La Cour de cassation, par son ordonnance n° 10404 du 1er juin 2020, conformément à sa jurisprudence consolidée, a exprimé le principe selon lequel la reconnaissance de l’accident de travail ou de la maladie professionnelle par l’INAIL n’implique pas automatiquement la responsabilité de l’employeur pour les dommages subis par le salarié.
Faits
Le travailleur d’une entreprise de transports a saisi les tribunaux afin d’obtenir la réparation du préjudice biologique qui lui a été causé par la pathologie dont il souffrait (aphantrite), contractée – selon lui – suite au non-respect par cette entreprise de l’obligation de sécurité imposée par l’art. 2087 du code civil italien.
La Cour d’appel territorialement compétente, confirmant la décision de première instance qui rejetait la demande, a souligné que le travailleur n’avait pas apporté la preuve de ce prétendu non-respect, alors que l’entreprise défenderesse avait prouvé « qu’elle avait respecté toutes les obligations prévues par la loi en matière de sécurité au travail« .
Le travailleur a donc saisi la Cour de Cassation, en invoquant deux motifs, contestés par la société dans son mémoire en défense.

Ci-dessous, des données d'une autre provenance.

PR #6453, opened 2026-08-13
TRUNK-6771: Make ConfigUtil global property cache thread-safe and self-clearing

Skeletor-Pirate:
Make `ConfigUtil`'s global property cache thread-safe and self-clearing. The previous implementation was a static plain `HashMap` with three defects:

1. **Not thread-safe** - written from request threads on read and from the thread saving a global property via the `GlobalPropertyListener` callbacks, with no synchronization.
2. **Stale across contexts** - static and never cleared, so entries survived context refresh and module start/stop.
3. **Permanent negative caching** - a lookup for a missing property cached a null value and `containsKey` reported a hit forever, so a property created later (e.g. by a module via Liquibase at startup) kept reading as null.

Changes:
- **`ConcurrentHashMap`** instead of `HashMap` - concurrent reads and listener updates cannot corrupt the internal table.
- **Missing properties are no longer cached** - a property that did not exist at first read is re-queried on the next read, so it is picked up once created without relying on a listener callback. The `globalPropertyChanged` callback is guarded against null values (it removes the entry rather than attempting to store null, which `ConcurrentHashMap` forbids).
- **`ApplicationListener<ContextRefreshedEvent>`** - the cache is cleared on context refresh (the same pattern as `HandlerUtil` and `RolePrivilegeCache`), so entries cannot outlive the context that populated them. A public `clearGlobalPropertyCache()` is exposed for testing.

## Issue I worked on
see https://issues.openmrs.org/browse/TRUNK-6771

## Tests
Added three cases to `ConfigUtilTest` (14/14 pass):

- `shouldNotCorruptCacheUnderConcurrentAccess` - 8 threads, 200 iterations of interleaved reads and listener changes.
- `shouldClearCacheOnContextRefresh` - an `onApplicationEvent(ContextRefreshedEvent)` clears the cache so the next read observes a value changed behind the cache's back.
- `shouldNotCacheMissingPropertiesPermanently` - a property read as missing is picked up once inserted directly via SQL (no listener involved).

Verification: `mvn -pl api -am test -Dtest=ConfigUtilTest` - BUILD SUCCESS, 14/14 pass.

  Added tests as described above.

### DIFF
--- a/api/src/main/java/org/openmrs/util/ConfigUtil.java
+++ b/api/src/main/java/org/openmrs/util/ConfigUtil.java
@@ -10,6 +10,7 @@
 package org.openmrs.util;
 
 import java.util.Map;
+import java.util.Set;
 import java.util.concurrent.ConcurrentHashMap;
 
 import org.apache.commons.lang3.StringUtils;
@@ -26,17 +27,25 @@ public class ConfigUtil implements GlobalPropertyListener, ApplicationListener<C
 
 	/**
 	 * Cache of global property key/value pairs to enable lookups that do not require accessing the
-	 * service each time. Uses a concurrent map so that concurrent reads and updates from the
-	 * {@link GlobalPropertyListener} callbacks cannot corrupt it. Missing properties are deliberately
-	 * not cached so that a property created after the first read is picked up rather than being pinned
-	 * to null.
+	 * service each time.
 	 */
 	private static final Map<String, String> globalPropertyCache = new ConcurrentHashMap<>();
+
+	/**
+	 * Tracks global property lookups that came back empty, mirroring {@link #globalPropertyCache} for
+	 * cache misses so that a genuinely absent property is not re-queried on every read. Cleared
+	 * together with {@link #globalPropertyCache} when the property changes, is deleted, or when the
+	 * context is refreshed.
+	 */
+	private static final Set<String> missedGlobalProperties = ConcurrentHashMap.newKeySet();
 
 	/**
 	 * Gets the value of the given OpenMRS global property
 	 */
 	public static String getGlobalProperty(String propertyName) {
+		if (missedGlobalProperties.contains(propertyName)) {
+			return null;
+		}
 		String cachedValue = globalPropertyCache.get(propertyName);
 		if (cachedValue != null) {
 			return cachedValue;
@@ -44,16 +53,18 @@ public class ConfigUtil implements GlobalPropertyListener, ApplicationListener<C
 		String value = Context.getAdministrationService().getGlobalProperty(propertyName);
 		if (value != null) {
 			globalPropertyCache.putIfAbsent(propertyName, value);
+		} else {
+			missedGlobalProperties.add(propertyName);
 		}
 		return value;
 	}
 
 	/**
-	 * Clears the cache of global property values. Invoked on context refresh via
-	 * {@link #onApplicationEvent} so that cached values cannot outlive the context that populated them.
+	 * Clears the cached global property values and recorded cache misses.
 	 */
-	public static void clearGlobalPropertyCache() {
+	static void clearGlobalPropertyCache() {
 		globalPropertyCache.clear();
+		missedGlobalProperties.clear();
 	}
 
 	/**
@@ -134,16 +145,19 @@ public class ConfigUtil implements GlobalPropertyListener, ApplicationListener<C
 
 	@Override
 	public void globalPropertyChanged(GlobalProperty newValue) {
+		String property = newValue.getProperty();
 		if (newValue.getPropertyValue() == null) {
-			globalPropertyCache.remove(newValue.getProperty());
+			globalPropertyCache.remove(property);
 		} else {
-			globalPropertyCache.put(newValue.getProperty(), newValue.getPropertyValue());
+			globalPropertyCache.put(property, newValue.getPropertyValue());
 		}
+		missedGlobalProperties.remove(property);
 	}
 
 	@Override
 	public void globalPropertyDeleted(String propertyName) {
 		globalPropertyCache.remove(propertyName);
+		missedGlobalProperties.add(propertyName);
 	}
 
 	@Override
--- a/api/src/main/java/org/openmrs/util/ConfigUtil.java
+++ b/api/src/main/java/org/openmrs/util/ConfigUtil.java
@@ -9,35 +9,51 @@
  */
 package org.openmrs.util;
 
-import java.util.HashMap;
 import java.util.Map;
+import java.util.concurrent.ConcurrentHashMap;
 
 import org.apache.commons.lang3.StringUtils;
 import org.openmrs.GlobalProperty;
 import org.openmrs.api.GlobalPropertyListener;
 import org.openmrs.api.context.Context;
+import org.springframework.context.ApplicationListener;
+import org.springframework.context.event.ContextRefreshedEvent;
 
 /**
  * A utility class for working with configuration properties
  */
-public class ConfigUtil implements GlobalPropertyListener {
+public class ConfigUtil implements GlobalPropertyListener, ApplicationListener<ContextRefreshedEvent> {
 
 	/**
 	 * Cache of global property key/value pairs to enable lookups that do not require accessing the
-	 * service each time
+	 * service each time. Uses a concurrent map so that concurrent reads and updates from the
+	 * {@link GlobalPropertyListener} callbacks cannot corrupt it. Missing properties are deliberately
+	 * not cached so that a property created after the first read is picked up rather than being pinned
+	 * to null.
 	 */
-	private static final Map<String, String> globalPropertyCache = new HashMap<>();
+	private static final Map<String, String> globalPropertyCache = new ConcurrentHashMap<>();
 
 	/**
 	 * Gets the value of the given OpenMRS global property
 	 */
 	public static String getGlobalProperty(String propertyName) {
-		if (globalPropertyCache.containsKey(propertyName)) {
-			return globalPropertyCache.get(propertyName);
+		String cachedValue = globalPropertyCache.get(propertyName);
+		if (cachedValue != null) {
+			return cachedValue;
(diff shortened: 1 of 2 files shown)


api/src/main/java/org/openmrs/util/ConfigUtil.java
```diff
@@ -9,37 +9,53 @@
...
-public class ConfigUtil implements GlobalPropertyListener {
+public class ConfigUtil implements GlobalPropertyListener, ApplicationListener<ContextRefreshedEvent> {
 
 	/**
 	 * Cache of global property key/value pairs to enable lookups that do not require accessing the
-	 * service each time
+	 * service each time. Uses a concurrent map so that concurrent reads and updates from the
+	 * {@link GlobalPropertyListener} callbacks cannot corrupt it. Missing properties are deliberately
+	 * not cached so that a property created after the first read is picked up rather than being pinned
+	 * to null.
```
ibacher: I think the existing document is good enough. The rest of this is either clear from the code (I hope!) or refers to guarantees that this does not make.

```suggestion
	 * service each time.
```

api/src/main/java/org/openmrs/util/ConfigUtil.java
```diff
@@ -9,37 +9,53 @@
...
+	private static final Map<String, String> globalPropertyCache = new ConcurrentHashMap<>();
 
 	/**
 	 * Gets the value of the given OpenMRS global property
 	 */
 	public static String getGlobalProperty(String propertyName) {
-		if (globalPropertyCache.containsKey(propertyName)) {
-			return globalPropertyCache.get(propertyName);
+		String cachedValue = globalPropertyCache.get(propertyName);
+		if (cachedValue != null) {
```
ibacher, line 50: So the problem here is that it doesn't really help out with with missing GPs, which are _also_ something we want to cache. Since this is already a `GlobalPropertyListener`, it should be notified every time the value is changed by the app (and that's probably sufficient). A better fix here, I think, is something like what was done with the [FhirGlobalPropertyHolder](https://github.com/openmrs/openmrs-module-fhir2/blob/b6ecdd4dbfae05109833b164d3a66792b91f9738/api/src/main/java/org/openmrs/module/fhir2/api/util/FhirGlobalPropertyHolder.java#L28), which is similarly a cache for Global Properties.

Specifically, we cache misses (albeit as a separate set) and reset them either when the global property is changed or when the context refreshes (which is how we deal with the "liquibase changes" the ticket mentions).

ibacher (commented):
Thanks! One small note below, but otherwise this looks good to me.

api/src/test/java/org/openmrs/util/ConfigUtilTest.java
```diff
@@ -84,6 +98,55 @@ public void shouldGetUpdatedGlobalPropertyIfDeleted() {
...
+		    "UPDATE global_property SET property_value = 'refreshed-value' WHERE property = 'mail.user'", false);
+		Context.flushSession();
+		Context.clearSession();
+		assertThat(ConfigUtil.getGlobalProperty("mail.user"), is("user1@test.com"));
+		configUtil.onApplicationEvent(new ContextRefreshedEvent(applicationContext));
+		assertThat(ConfigUtil.getGlobalProperty("mail.user"), is("refreshed-value"));
+	}
+
+	@Test
+	public void shouldNotCorruptCacheUnderConcurrentAccess() throws Exception {
```
ibacher, line 142: Does this actually fail without the code changes here?

api/src/test/java/org/openmrs/util/ConfigUtilTest.java
```diff
@@ -84,6 +98,55 @@ public void shouldGetUpdatedGlobalPropertyIfDeleted() {
...
+
+	@Test
+	public void shouldClearCacheOnContextRefresh() {
+		assertThat(ConfigUtil.getGlobalProperty("mail.user"), is("user1@test.com"));
+		administrationService.executeSQL(
+		    "UPDATE global_property SET property_value = 'refreshed-value' WHERE property = 'mail.user'", false);
+		Context.flushSession();
+		Context.clearSession();
+		assertThat(ConfigUtil.getGlobalProperty("mail.user"), is("user1@test.com"));
+		configUtil.onApplicationEvent(new ContextRefreshedEvent(applicationContext));
```
ibacher, line 137: Seems like it might be better to fire this through Spring so the test ensures that it's wired up (`ConfigUtil` is already `@Autowired` here).

api/src/test/java/org/openmrs/util/ConfigUtilTest.java
```diff
@@ -84,6 +98,55 @@ public void shouldGetUpdatedGlobalPropertyIfDeleted() {
 		assertThat(ConfigUtil.getGlobalProperty("mail.user"), nullValue());
 	}
 
+	@Test
+	public void shouldNotCacheMissingPropertiesPermanently() {
```
ibacher: We should actually clean-up the global property cache after each test.

api/src/main/java/org/openmrs/util/ConfigUtil.java
```diff
@@ -9,37 +9,53 @@
...
+			globalPropertyCache.putIfAbsent(propertyName, value);
+		}
 		return value;
 	}
 
+	/**
+	 * Clears the cache of global property values. Invoked on context refresh via
+	 * {@link #onApplicationEvent} so that cached values cannot outlive the context that populated them.
+	 */
+	public static void clearGlobalPropertyCache() {
```
ibacher: For new public API, we require a `@since` tag. This might just be a package-private method.

Skeletor-Pirate:
@ibacher thank you for the careful review — all fair points, and the pointer to FhirGlobalPropertyHolder is really helpful.

On the big one: you're right. Not caching a missing GP just trades one DB hit for another, since a genuinely absent property gets re-queried on every read. I'll restructure to the FhirGlobalPropertyHolder approach — a separate set that records misses, cleared when the property changes/deletes or when the context refreshes. That also makes the "self-clearing" claim in the commit message true in practice.

To answer your question on the test: yes, `shouldNotCacheMissingPropertiesPermanently` fails on master — the old code cached `null` values, so a property created after the first read stayed pinned to null until restart. Under the new miss-caching design that test needs a different setup though: creating the property through the admin service (which fires the GlobalPropertyListener) clears the miss, so I'll rework the test to assert that flow plus a context-refresh variant, rather than relying on raw SQL + a session clear.

I'll also trim the javadoc back to the original text, add a `@since` (or drop the method to package-private), and tear down the cache after each test. Updating the PR shortly.

Skeletor-Pirate:
@ibacher all six points are addressed and pushed to the branch:

1. **Cache misses** — `getGlobalProperty` now records empty lookups in a `missedGlobalProperties` set (mirroring `FhirGlobalPropertyHolder`), so a genuinely absent property isn't re-queried on every read. The miss is cleared in `globalPropertyChanged` and recorded in `globalPropertyDeleted`, and both caches reset on context refresh.

2. **`shouldNotCacheMissingPropertiesPermanently` reworked** — under miss-caching a raw-SQL insert would stay masked, so it's now `shouldPickUpGlobalPropertyCreatedAfterMiss`, creating the property through the admin service so the listener clears the miss. A new `shouldCacheMissingGlobalPropertyUntilChanged` covers the miss-stays-until-context-refresh behavior.

3. **Javadoc** — trimmed back to the original single sentence on the value cache.

4. **`clearGlobalPropertyCache`** — now package-private (tests live in the same package), so no new public API surface / `@since` needed.

5. **Teardown** — `@AfterEach` clears the cache so state doesn't leak between tests.

6. **`shouldNotCorruptCacheUnderConcurrentAccess`** — now also reads a pre-seeded missing property concurrently to exercise the miss set.

`ConfigUtilTest`: 15 run, 0 failures, 0 errors.

jwnasambu (commented):
@Skeletor-Pirate Could you kindly reformat this to match the repo's original PR template structure so it's consistent with other PRs? The format is:

## Issue I worked on

Skeletor-Pirate:
Done - the PR description has been reformatted to match the repo's PR template structure (`## Description of what I changed`, `## Issue I worked on`, `## Checklist`). Thanks for flagging it.

api/src/main/java/org/openmrs/util/ConfigUtil.java
Skeletor-Pirate: Applied your suggestion - now reads 'service each time.'.

api/src/main/java/org/openmrs/util/ConfigUtil.java
Skeletor-Pirate: Fixed. Missing lookups now get recorded in a separate set, cleared on change/delete and on context refresh, mirroring FhirGlobalPropertyHolder.

api/src/test/java/org/openmrs/util/ConfigUtilTest.java
Skeletor-Pirate: Yes - this is the concurrency test: with the plain HashMap the concurrent reads/writes via the listener callbacks can corrupt the cache, so this fails without the ConcurrentHashMap swap.

api/src/test/java/org/openmrs/util/ConfigUtilTest.java
Skeletor-Pirate: Good point - the refresh test now fires through the autowired ConfigUtil so it exercises the real wiring.

api/src/test/java/org/openmrs/util/ConfigUtilTest.java
Skeletor-Pirate: Added an @AfterEach teardown that clears the cache.

api/src/main/java/org/openmrs/util/ConfigUtil.java
Skeletor-Pirate: Made it package-private instead.

PR #6452, opened 2026-08-13
TRUNK-6769: Allow null default in getGlobalPropertyValue and fix WebUtil.formatDate

Skeletor-Pirate:
## Description of what I changed
Fix two bugs where a null default value broke global property reads:

- **`AdministrationService.getGlobalPropertyValue(String, T)`** threw `IllegalArgumentException` when the default value was null. `WebUtil.formatDate(Date, Locale, FORMAT_TYPE)` passes null as the default in both the `TIMESTAMP` and `TIME` branches, so both threw unconditionally and only the `DATE` branch (which passes `""`) worked. A null default now returns null instead of throwing, since there is no target type to convert to. Javadoc on `AdministrationService` updated to state this.
- **`WebUtil.formatDate`** now uses the untyped `getGlobalProperty(...)` accessor in all three branches (they read a plain `String` global property), instead of the converting `getGlobalPropertyValue(...)`.

## Issue I worked on
see https://issues.openmrs.org/browse/TRUNK-6769

## Tests
- Updated `AdministrationServiceUnitTest#getGlobalPropertyValue_shouldReturnNullIfDefaultValueIsNull` (previously asserted the throw).
- Added six `WebUtilTest` cases: all three `FORMAT_TYPE` branches honour a configured `GP_SEARCH_DATE_DISPLAY_FORMAT`, and all three return formatted output when the property is unset.

Verification: `mvn -pl api,web -am test -Dtest=AdministrationServiceUnitTest,WebUtilTest` - BUILD SUCCESS, 25/25 tests pass (5 + 20).

## Checklist: I completed these to help reviewers :)
- [ ] My IDE is configured to follow the [**code style**](https://wiki.openmrs.org/display/docs/Java+Conventions) of this project.
- [x] I have **added tests** to cover my changes. (If you refactored existing code that was well tested you do not have to add tests)

  Updated + added tests as described above.
- [x] I ran `./mvnw clean package` right before creating this pull request and added all formatting changes to my commit.
- [x] All new and existing **tests passed**.
- [x] My pull request is **based on the latest changes** of the master branch.

PR #6456, opened 2026-08-13
TRUNK-6769: Fix global property handling in WebUtil

waghmaretejas:

* Updated `getGlobalPropertyValue` to return `null` when the default value is `null` without attempting conversion.
* Updated `WebUtil.formatDate` to use `getGlobalProperty` for `GP_SEARCH_DATE_DISPLAY_FORMAT`.
* Added tests covering the null default value and all three `FORMAT_TYPE` branches with and without a configured format.

## Issue I worked on

see https://issues.openmrs.org/browse/TRUNK-6769

* [x] My IDE is configured to follow the [**[code style](https://wiki.openmrs.org/display/docs/Java+Conventions)**](https://wiki.openmrs.org/display/docs/Java+Conventions) of this project.

  No? Unsure? -> [[configure your IDE](https://wiki.openmrs.org/display/docs/How-To+Setup+And+Use+Your+IDE)](https://wiki.openmrs.org/display/docs/How-To+Setup+And+Use+Your+IDE), format the code and add the changes with `git add . && git commit --amend`

* [x] I have **added tests** to cover my changes. (If you refactored

* [x] I ran `./mvnw clean package` right before creating this pull request and

  No? -> execute above command

* [x] All new and existing **tests passed**.

* [x] My pull request is **based on the latest changes** of the master branch.


web/src/test/java/org/openmrs/web/WebUtilTest.java
```diff
@@ -159,4 +169,81 @@ public static boolean containsId(Collection<? extends BaseOpenmrsObject> list, I
...
+
+	@Test
+	public void formatDate_shouldFormatTimestamp() {
+		Date date = new Date(1460323539000L);
+
+		when(administrationService.getGlobalProperty(OpenmrsConstants.GP_SEARCH_DATE_DISPLAY_FORMAT)).thenReturn("");
+
+		assertEquals("April 10, 2016, 9:25:39\u202fPM UTC",
+		    WebUtil.formatDate(date, Locale.US, Format.FORMAT_TYPE.TIMESTAMP));
+	}
```
jwnasambu, line 226: These two assertions fail on this branch under the project's own test setup. The root pom pins -Djava.locale.providers=COMPAT for the surefire JVM (pom.xml:825), and under COMPAT the default branches render as 9:25:39 PM (regular space) and April 10, 2016 9:25:39 PM UTC (no comma after the year), while these tests expect the CLDR forms 9:25:39\u202fPM (narrow no-break space) and April 10, 2016, 9:25:39\u202fPM UTC. ./mvnw -pl web test -Dtest=WebUtilTest fails exactly these two. They only pass when run without the pom's argLine, e.g. from an IDE where CLDR is the default provider. If merged as-is, the web suite fails on every standard run, so the checklist's claim that all tests passed doesn't hold. For the fix, I'd avoid pinning the exact default-branch strings at all: the output is locale-provider data that shifts again if COMPAT is ever removed. Asserting non-emptiness (or a loose pattern) for these two branches, as #6452 does, is robust, with the configured-format branches already covering the exact-string cases.

api/src/main/java/org/openmrs/api/impl/AdministrationServiceImpl.java
```diff
@@ -734,7 +734,7 @@ public GlobalProperty getGlobalPropertyByUuid(String uuid) {
 	@SuppressWarnings("unchecked")
 	public <T> T getGlobalPropertyValue(String propertyName, T defaultValue) throws APIException {
 		if (defaultValue == null) {
-			throw new IllegalArgumentException("The defaultValue argument cannot be null");
+			return null;
```
jwnasambu, line 737: Kindly was this behavior change in scope for TRUNK-6769? The WebUtil fix on its own only needs getGlobalProperty and doesn't depend on getGlobalPropertyValue returning null. This public method has failed loud on a null default since 2015; after this, getGlobalPropertyValue(name, null) silently returns null even when the property exists, so a caller passing a null default by mistake gets a silent null instead of an exception. There's also TRUNK-6770 (#6450) rewriting this same method's conversion path, so the two PRs collide there. Fine to keep if the ticket explicitly asks for it, just confirming the intent.

web/src/test/java/org/openmrs/web/WebUtilTest.java
```diff
@@ -159,4 +169,81 @@ public static boolean containsId(Collection<? extends BaseOpenmrsObject> list, I
...
+	private final AdministrationService administrationService = mock(AdministrationService.class);
+
+	private TimeZone originalTimeZone;
+
+	@BeforeEach
+	public void setup() {
+		originalTimeZone = TimeZone.getDefault();
+		TimeZone.setDefault(TimeZone.getTimeZone("UTC"));
+
+		contextMockHelper.setAdministrationService(administrationService);
```
jwnasambu: Kindly the mocked AdministrationService is installed into the process-global Context.serviceContext static and never removed. ContextMockHelper's intended lifecycle you can see BaseContextMockTest reverts in @AfterEach; here tearDown() only restores the TimeZone. All web-module tests share one surefire JVM, so the mock stays registered after this class and any later plain unit test calling Context.getAdministrationService() would silently get the mock's null/default answers instead of the real service. It's currently masked only because the Spring-context tests reset the static. Adding contextMockHelper.revertMocks() to tearDown() would close that. The helper is also @Deprecated, with guidance to avoid Context.get...Service() in new tests.) Though the changes are optional

jwnasambu:
@claude review

api/src/main/java/org/openmrs/api/impl/AdministrationServiceImpl.java
waghmaretejas: Yes, this behavior change is explicitly in scope for TRUNK-6769.

The issue's requested change and acceptance criteria specifically require `getGlobalPropertyValue(name, null)` to return `null` without attempting conversion, rather than throwing `IllegalArgumentException`.

The WebUtil call site has also been changed to use `getGlobalProperty(...)`, since `GP_SEARCH_DATE_DISPLAY_FORMAT` is a String-valued property and does not require type conversion.

So I’ve kept the `return null` change as explicitly required by TRUNK-6769.

web/src/test/java/org/openmrs/web/WebUtilTest.java
waghmaretejas: Thanks for pointing this out. I’ve added `contextMockHelper.revertMocks()` to `tearDown()` so the mocked `AdministrationService` is removed from the global context after each test, preventing it from affecting subsequent tests.

I also verified that the `WebUtilTest` suite passes with the cleanup in place.

web/src/test/java/org/openmrs/web/WebUtilTest.java
waghmaretejas: Thanks for pointing this out. I’ve updated the TIME and TIMESTAMP default-format tests to avoid asserting locale-provider-dependent output. They now verify that the formatting produces a non-empty result, while the configured-format tests continue to assert the exact expected strings.

This keeps the tests independent of the JDK locale-provider implementation while still covering the formatting behavior required by the issue.

waghmaretejas:
@jwnasambu Thank you for taking the time to review my PR and for the detailed feedback. I’ve addressed the comments and pushed the updates. Whenever you have a chance, I’d really appreciate it if you could take another look. Thanks again!

waghmaretejas:
Hi @dkayiwa Just a quick follow-up on this PR. Could you please take a look when you get a chance? Thanks!

web/src/test/java/org/openmrs/web/WebUtilTest.java
dkayiwa: `revertMocks()` doesn't actually take the mock back out here, so this one is still open. `ContextMockHelper.setService` first records the "real" service via `Context.getService(...)` (ContextMockHelper.java:176), which throws in a plain unit test with no Spring context, so it stores `null`. `revertMocks()` then calls `ServiceContext.setService(AdministrationService.class, null)`, and that method opens with `if (cls != null && classInstance != null)` (ServiceContext.java:720), so a null instance is a no-op and the mock proxy stays in the services map. I checked it directly: stub `getGlobalProperty` with a sentinel value, call `revertMocks()`, then read it back through `Context.getAdministrationService()`, and the sentinel still comes out.

Nothing breaks today, so I wouldn't hold the PR for this. The full web suite is green (168 tests), and the only other web test that reaches for that service, `GZIPFilterTest`, extends `BaseWebContextSensitiveTest`, which boots Spring and replaces the entry. The cost lands on whoever adds the next plain unit test to this module: if it calls `Context.getAdministrationService()` and happens to run after this class, it silently gets Mockito defaults rather than failing, and surefire's filesystem run order decides whether it does.

If you'd rather close it properly, scope the mock to the test instead of registering it process wide, the way #6452 does for this same ticket:

```java
try (MockedStatic<Context> ignored = mockStatic(Context.class)) {
	AdministrationService adminService = mock(AdministrationService.class);
	when(Context.getAdministrationService()).thenReturn(adminService);
	when(adminService.getGlobalProperty(OpenmrsConstants.GP_SEARCH_DATE_DISPLAY_FORMAT))
	        .thenReturn("yyyy-MM-dd HH:mm:ss");
	assertEquals("2016-04-10 21:25:39", WebUtil.formatDate(date, Locale.US, FORMAT_TYPE.TIMESTAMP));
}
```

I ran that against this branch and it passes, and once the block closes `Context.getAdministrationService()` throws `ServiceNotFoundException` again, so nothing is left registered. It also gets you off `ContextMockHelper`, which is deprecated. The time zone setup can stay as it is, the exact string assertions still need it.

waghmaretejas: @dkayiwa Thanks for the detailed explanation. I’ve updated the tests to scope the `AdministrationService` mock to each test using `MockedStatic<Context>` and removed the deprecated `ContextMockHelper`.

The existing timezone setup and assertions are unchanged. `WebUtilTest` passes successfully.

waghmaretejas:
@dkayiwa The requested changes are now addressed. Could you please take a final look at the PR when you get a chance?

web/src/main/java/org/openmrs/web/WebUtil.java
```diff
@@ -385,23 +385,23 @@ public static String formatDate(Date date, Locale locale, FORMAT_TYPE type) {
...
+			        .getGlobalProperty(OpenmrsConstants.GP_SEARCH_DATE_DISPLAY_FORMAT);
 			if (StringUtils.isEmpty(dateTimeFormat)) {
 				dateFormat = DateFormat.getDateTimeInstance(DateFormat.LONG, DateFormat.LONG, locale);
 			} else {
 				dateFormat = new OpenmrsDateFormat(new SimpleDateFormat(dateTimeFormat), locale);
 			}
 		} else if (type == FORMAT_TYPE.TIME) {
 			String timeFormat = Context.getAdministrationService()
-			        .getGlobalPropertyValue(OpenmrsConstants.GP_SEARCH_DATE_DISPLAY_FORMAT, null);
+			        .getGlobalProperty(OpenmrsConstants.GP_SEARCH_DATE_DISPLAY_FORMAT);
```
dkayiwa, line 396: Once the property has a value, all three branches build the same formatter out of it, so the `FORMAT_TYPE` argument stops mattering. I stubbed `searchWidget.dateDisplayFormat` with `dd/MM/yyyy`, which is the shape its own description promises ("Date display format to be used to display the date somewhere in the UI i.e the search widgets and autocompletes"), and `DATE`, `TIME` and `TIMESTAMP` all came back as `10/04/2016`. A `TIME` caller gets a date, and a `TIMESTAMP` loses its time, with nothing thrown. Before this change those two branches threw on every call, so no caller could get a wrong-looking string out of them.

This doesn't block the PR. Nothing is broken today: the only caller I can find across the openmrs org is legacyui's `PersonListItem`, and it goes through the one-argument `DATE` overload. The new tests can't surface it either, because each configured-format case stubs a pattern shaped for the branch it tests (`HH:mm:ss` for `TIME`, `yyyy-MM-dd HH:mm:ss` for `TIMESTAMP`), and the property only ever holds one value at a time. And the acceptance wording on TRUNK-6769 ("honours a configured `GP_SEARCH_DATE_DISPLAY_FORMAT` for each") is mine, so the mismatch is on me rather than on you.

What I'd change here is the `TIME` branch: a date display pattern can never yield a time, so let it use `DateFormat.getTimeInstance(DateFormat.MEDIUM, locale)` unconditionally and drop the lookup, with `formatDate_shouldUseConfiguredFormatForTime` turning into an assertion that the property is ignored there. `TIMESTAMP` needs a date pattern and a time pattern composed together, which is fiddlier, and the ticket already names a candidate home for it (folding `formatDate` onto `org.openmrs.util.Format.format`), so I'd leave that one to the follow-up. I'll update the ticket to match.

waghmaretejas: Thanks for the detailed review and clarification, @dkayiwa. Once the ticket is updated, I’d be happy to work on the updated requirements if needed.

PR #6458, opened 2026-08-14
build(web): configure maven-compiler-plugin to use Java 8

biruksolomon:
### Description
Explicitly configures the `maven-compiler-plugin` in the `web` module `pom.xml` to target Java 8 compatibility. This ensures that bytecode compilation consistently adheres to the Java 8 specification across environments.

### Changes
* Added `maven-compiler-plugin` to `web/pom.xml`.
* Explicitly set `<source>` configuration to `8`.
* Explicitly set `<target>` configuration to `8`.

### Testing Done
- [ ] Validated Maven build execution (`mvn clean install`) completes successfully without compilation warnings related to target versions.


ibacher:
Thank you for the PR, but a couple of notes:

1. As the PR template you ignored tells you, we require a Jira ticket before a PR can be considered.
2. This branch (`master`) does not build on Java 8.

La décision de la Cour de Cassation
La Cour de Cassation, en formulant sa décision, a tout d’abord relevé que (i) la responsabilité de l’entrepreneur pour absence de mesures appropriées pour protéger l’intégrité physique du travailleur découle de règles spécifiques et, à défaut, de la disposition d’ordre général de l’article 2087 du code civil italien. Il s’agit de la disposition finale du système de prévention des accidents qui peut être étendue aux situations et hypothèses qui n’ont pas encore été expressément envisagées et évaluées par le législateur au moment de sa formulation.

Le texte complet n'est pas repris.